DIRECTIONS >>
Keep every line in which "will" occurs and drop the rest of the data.

EXERCISE INPUT >>
.....

PR #2012, opened 2019-09-12
[12.0][UPD] openupgrade_records: add model_type for model records

MiquelRForgeFlow:
Applying https://github.com/OCA/OpenUpgrade/pull/2004#discussion_r323733085 comment.

--

### DIFF
--- a/odoo/addons/openupgrade_records/models/openupgrade_record.py
+++ b/odoo/addons/openupgrade_records/models/openupgrade_record.py
@@ -41,17 +41,39 @@ class Record(models.Model):
     domain = fields.Char(readonly=True)
     prefix = fields.Char(compute='_compute_prefix_and_suffix')
     suffix = fields.Char(compute='_compute_prefix_and_suffix')
-    original_module = fields.Char(compute='_compute_original_module')
+    model_original_module = fields.Char(
+        compute='_compute_model_original_module')
+    model_type = fields.Char(compute='_compute_model_type')
 
     @api.depends('name')
     def _compute_prefix_and_suffix(self):
         for rec in self:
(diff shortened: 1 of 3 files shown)


pedrobaeza:
Can you apply it to analysis files?

MiquelRForgeFlow:
I will do it later, after a new update upstream.

pedrobaeza:
Yeah, but without it, it's difficult to analyze if it's correct or not.

odoo/addons/openupgrade_records/models/openupgrade_record.py
```diff
@@ -41,17 +41,37 @@ class Record(models.Model):
...
+    def _compute_model_type(self):
+        for rec in self:
+            if rec.type == 'model':
+                model = self.env[rec.model]
+                if model._auto and model._transient:
+                    rec.model_type = 'transient'
+                elif model._auto:
+                    rec.model_type = ''
+                else:
+                    rec.model_type = 'abstract'
```
pedrobaeza, line 72: `_auto = False` is not the same as `abstract`, so you must distinguish both cases

MiquelRForgeFlow: Well, and how I call those models that are `_auto=False` but are not defined as `abstract`?

pedrobaeza: I would bet for "sql view"

MiquelRForgeFlow: done

pedrobaeza (approved):

PR #2014, opened 2019-09-12
[12.0] update upstream abc0ecd6965

MiquelRForgeFlow:
Merge remote-tracking branch 'odoo/12.0' into 12.0-update-upstream-abc0ecd6965

Without conflicts

--


MiquelRForgeFlow:
`The job exceeded the maximum log length, and has been terminated.` 🙄

pedrobaeza:
And it's because 2 errors that Odoo has introduced:
```
2019-09-12 15:24:38,474 5664 INFO openupgrade odoo.fields: Field stock.picking.move_ids_without_package depends on non-stored field stock.move.picking_type_entire_packs 

2019-09-12 15:24:38,477 5664 INFO openupgrade odoo.fields: Field stock.picking.move_line_ids_without_package depends on non-stored field stock.move.line.picking_type_entire_packs
```

MiquelRForgeFlow:
I don't think these are errors, because they appear as INFO.

pedrobaeza:
Well, technically they aren't, as it's only information (but denotes something bad, as that depends won't be recomputed correctly), and that's why it appear. The problem is that this message floods totally the log. Look the number of appearances...

MiquelRForgeFlow:
But without this PR, the branch 12.0 also has that information. It's not something new from this PR.

pedrobaeza:
And why it's now so frequent?

MiquelRForgeFlow:
I see as equal frequent. It appears for first time when loading `stock`. And then, it repeats at the same places in the log. It's not something new from this PR.

pedrobaeza:
Yeah, but the problem with Travis is that in this occasion, the number of lines of the log has been exceeded, and it's due to that message.

MiquelRForgeFlow:
I just compared. It's as you say, these two lines over repeated, like spamming.

MiquelRForgeFlow:
Issue done in odoo. Waiting feedback.

pedrobaeza:
Is this working now?

MiquelRForgeFlow:
> Is this working now?

Still same problem.

pedrobaeza:
Where is the line error?

MiquelRForgeFlow:
> Where is the line error?

> `The job exceeded the maximum log length, and has been terminated.`

pedrobaeza:
Ah, OK, so it's the verbose logging thing. Isn't you going to revert those commits?

sswapnesh:
> Ah, OK, so it's the verbose logging thing. Isn't you going to revert those commits?

In https://github.com/odoo/odoo/pull/36885

pedrobaeza:
@sswapnesh are you sure that commit fixes this? I don't think so.

sswapnesh:
My bad, No It not this one

MiquelRForgeFlow:
Replaced by https://github.com/OCA/OpenUpgrade/pull/2044.

PR #2017, opened 2019-09-13
[12.0][UPD] new analysis

MiquelRForgeFlow:
Using https://github.com/OCA/OpenUpgrade/pull/2047 and https://github.com/OCA/OpenUpgrade/pull/2044.

--


addons/sale/migrations/12.0.1.1/openupgrade_analysis.txt
```diff
@@ -57,10 +57,9 @@ sale         / sale.order.line          / qty_delivered_manual (float)  : NEW ha
 sale         / sale.order.line          / qty_delivered_method (selection): NEW selection_keys: ['analytic', 'manual'], isfunction: function, stored
 sale         / sale.order.line          / untaxed_amount_invoiced (float): NEW isfunction: function, stored
 sale         / sale.order.line          / untaxed_amount_to_invoice (float): NEW isfunction: function, stored
-sale_order_dates / sale.order               / commitment_date (datetime)    : not stored anymore
-sale_order_dates / sale.order               / commitment_date (datetime)    : was renamed to expected_date [nothing to do]
+sale_order_dates / sale.order               / commitment_date (datetime)    : not a function anymore
 sale_order_dates / sale.order               / effective_date (date)         : module is now 'sale_stock' ('sale_order_dates')
-sale_order_dates / sale.order               / requested_date (datetime)     : was renamed to commitment_date [nothing to do]
+sale_order_dates / sale.order               / requested_date (datetime)     : DEL
```
pedrobaeza, line 62: Why this change?

MiquelRForgeFlow: I don't know.

pedrobaeza:
Please update this

MiquelRForgeFlow:
@pedrobaeza PR updated. ready to merge.

addons/hr/migrations/12.0.1.1/openupgrade_analysis.txt
```diff
@@ -27,5 +27,6 @@ hr           / mail.channel             / subscription_department_ids (many2many
 ---XML records in module 'hr'---
 NEW hr.employee: hr.employee_admin (noupdate)
 DEL hr.employee: hr.employee_root (noupdate)
+NEW ir.rule: hr.hr_employee_comp_rule (noupdate)
```
pedrobaeza, line 30: Does this changes the behavior of previous version? We may need to disable it when migrating.

addons/sale/migrations/12.0.1.1/openupgrade_analysis.txt
pedrobaeza: You haven't modified code that makes this change, isn't it?

MiquelRForgeFlow: Exactly., thus it surprises me why this changed :S

pedrobaeza: So we accept it and continue?

addons/hr/migrations/12.0.1.1/openupgrade_analysis.txt
mreficent: No problem. In v11, hr.employee didn't have a company_id field.

pedrobaeza: Well, then there's a problem: all companies see all employees, and now there are not going to do it, so we have to query if several companies, and if so, deactivate the rule. And also be sure the field remains empty.

MiquelRForgeFlow: EDIT: In v11, `hr.employee` has `company_id` because does inherit of `resource.mixin`. Thus means, employees have the company of their resource.

pedrobaeza: OK, we can leave it this way then.

addons/sale/migrations/12.0.1.1/openupgrade_analysis.txt
MiquelRForgeFlow: yes

PR #2019, opened 2019-09-14
[12.0][IMP] project: Move fill_project_project_inherits_values to pre

pedrobaeza:
We do this for avoiding the error that appears in the log:
```
odoo.sql_db: bad query: b'ALTER TABLE "project_project" ALTER COLUMN "name" SET NOT NULL'
ERROR: column "name" contains null values
```

Althought that error is temporary, and the constraint is added on a second update of the module, it's better to avoid the annoying error in the log when you check it, and also for having the constraint applied immediately if needed.

cc @Tecnativa


MiquelRForgeFlow (approved):
LGTM

PR #2021, opened 2019-09-16
[FIX] base: Preserve system user email

yajo:
After this migration, all system emails are sent by `__system__` instead of `admin`, so `__system__` should keep its email address to avoid altering the experience of users receiving emails.

The side effect will be that admin user will have no email address, which is not cool, so after migrating you should either update admin's email or remove him.

--
@Tecnativa TT19494

### DIFF
--- a/odoo/addons/base/migrations/12.0.1.3/end-migration.py
+++ b/odoo/addons/base/migrations/12.0.1.3/end-migration.py
@@ -58,8 +58,9 @@ def fork_off_system_user(env):
     )
     user_root.write({
         'partner_id': partner_root.id,
-        'email': 'root@example.com',
+        'email': partner_admin.email,
     })
+    partner_admin.email = False
     env.cr.execute(
         """ UPDATE ir_model_data SET res_id = %s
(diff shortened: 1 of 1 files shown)


pedrobaeza:
I have just discovered that we can't have 2 equal emails for partners linked to users (system gives an error), so let's go for switching the email and put in the other this fake email.

yajo:
OK, fixed. It's less arbitrary and just:

1. Let `__system__` have the same email `admin` had.
1. Let the new admin have no email.

pedrobaeza (approved):
Waiting for @StefanRijnhart's approval as well

StefanRijnhart (approved):

pedrobaeza:
FYI I have finally needed to assign an email to old admin user, or we got as well errors with some features requiring it: 87213fb8bab4a83237ce6d73b3c9924ee5ccfa96

Example error (in Spanish):

`El asociado 'x' está suscrito a una o más listas de correo. Se le debe asignar un email.`

PR #2024, opened 2019-09-17
[7.0][ADD] sale_journal: Nothing to do

pedrobaeza:
Migrating directly a very old instance (yes, there are still in the world these ones) to v12, this module is not covered...

cc @Tecnativa


pedrobaeza:
I'm merging this directly as simple.

Issue #2000, opened 2019-09-09
[11.0][STOCK] Missing serial numbers in stock.move.line


OthmaneGhandi:
Impacted versions:

Steps to reproduce:

In outgoing deliveries in V10: you find that n P1 was delivered and the serial numbers were listed in pack_lot_ids **(stock.pack.operation.lot)**

But in V11 : you only have the whole quantity is delivered without any details about the serial numbers of the product in **(stock.move.line)**

@pedrobaeza Thank you for your continued support

pedrobaeza:
This is covered for most cases, so you have to dig a bit more what is the weird case where the lot is not transferred to stock.move.line.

.....

ANSWER BELOW >>
I will do it later, after a new update upstream.
The side effect will be that admin user will have no email address, which is not cool, so after migrating you should either update admin's email or remove him.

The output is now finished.